Todos os pacientes foram submetidos a história clínica; exame físico; exames de rotina (hemograma, VHS, IgE total, parasitológico de fezes, e radiografia de tórax e dos seios da face); provas de função pulmonar (espirometria e PFE); testes cutâneos por puntura com aeroalérgenos; e dosagem sérica de IgE antitoxinas estafilocócicas (TXA, TXB, TXC e TSST). Nas espirometrias foram utilizados espirômetros (Jaeger, Würzburg, Alemanha), respeitando as diretrizes da American Thoracic Society16,17 e valores teóricos segundo Knudson et al.18 Foi compatível com asma a presença de obstrução e prova broncodilatadora positiva com reversão ou melhora significativa.16,17 Na avaliação do PFE, foram utilizados medidores de PFE (Mini-Wright AFS; Clement Clarke International, Essex, Inglaterra), segundo valores teóricos de Nunn e Gregg.19 Os testes cutâneos com aeroalérgenos foram realizados com a técnica de puntura com antígenos padronizados.20 Na dosagem das IgE antitoxinas estafilocócicas foi utilizado um sistema de imunoensaio (ImmunoCAP(r) 100; Phadia, Uppsala, Suécia).21 Valores superiores a 0,35 U/l foram considerados positivos.21
Na comparação das variáveis numéricas foram utilizados os testes t de Student ou de Mann-Whitney, quando indicados, através da análise dos coeficientes de Kolmogorov-Smirnov e de Shapiro-Wilk. Na comparação das variáveis categóricas foram utilizados os testes do qui-quadrado ou de Fisher, quando indicados. Foram considerados um poder de 80% e significância estatística com p < 0,05.

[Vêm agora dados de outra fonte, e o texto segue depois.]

PR #243, opened 2017-11-11
Fixed bug in connectivity loader

favreau:


timocafe:
Japan = vacances

Envoyé de mon GameBoy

O presente estudo foi aprovado pelo Comitê de Ética em Pesquisa do Hospital Universitário Clementino Fraga Filho da Universidade Federal do Rio de Janeiro. Todos os pacientes assinaram um termo de consentimento livre e esclarecido e, em caso de recusa a participar do estudo, não tiveram qualquer inconveniente ou prejuízo em relação ao seu tratamento. A confidencialidade dos dados e o anonimato dos pacientes foram assegurados na elaboração e no manuseio do banco de dados.
Foram estudados 142 pacientes; 72 alocados no grupo AL (17 com asma intermitente e 55 com asma persistente), e 70 no grupo AMG (53 asmáticos moderados e 17 asmáticos graves). A mediana das idades foi de 52,5 anos (46 e 56 anos, respectivamente, nos grupos AL e AMG), com preponderância do sexo feminino e de indivíduos brancos. Na amostra geral, a média do índice de massa corpórea (IMC) foi de 27,09 kg/m2, 128 pacientes tinham rinite associada à asma, 131 tinham resultados positivos para teste cutâneo para aeroalérgenos, e 99 tinham antecedentes familiares de atopia. Somente 37 (26,1%) dos casos tinham antecedentes de tabagismo. A média do PFE em percentual do teórico foi de 72,59%, e as médias do VEF1 em percentual do teórico pré-broncodilatador e pós-broncodilatador, respectivamente, foram de 71,55% e 81,48%. A média de eosinófilos foi de 4,4% e a de dosagem de IgE total foi de 574,92 UI/ml. Na Tabela 1 é demonstrada a distribuição das variáveis sociodemográficas e clínicas, e na Tabela 2 são evidenciadas as características funcionais pulmonares e laboratoriais observadas nos dois grupos.
Tabela 1 Características clínicas e sociodemográficas de acordo com a gravidade da asma nos pacientes estudados.a
IMC: índice de massa corpórea. aValores expressos em média ± dp ou n (%). *Testes t de Student (idade) e testes do qui-quadrado ou de Fisher (demais parâmetros).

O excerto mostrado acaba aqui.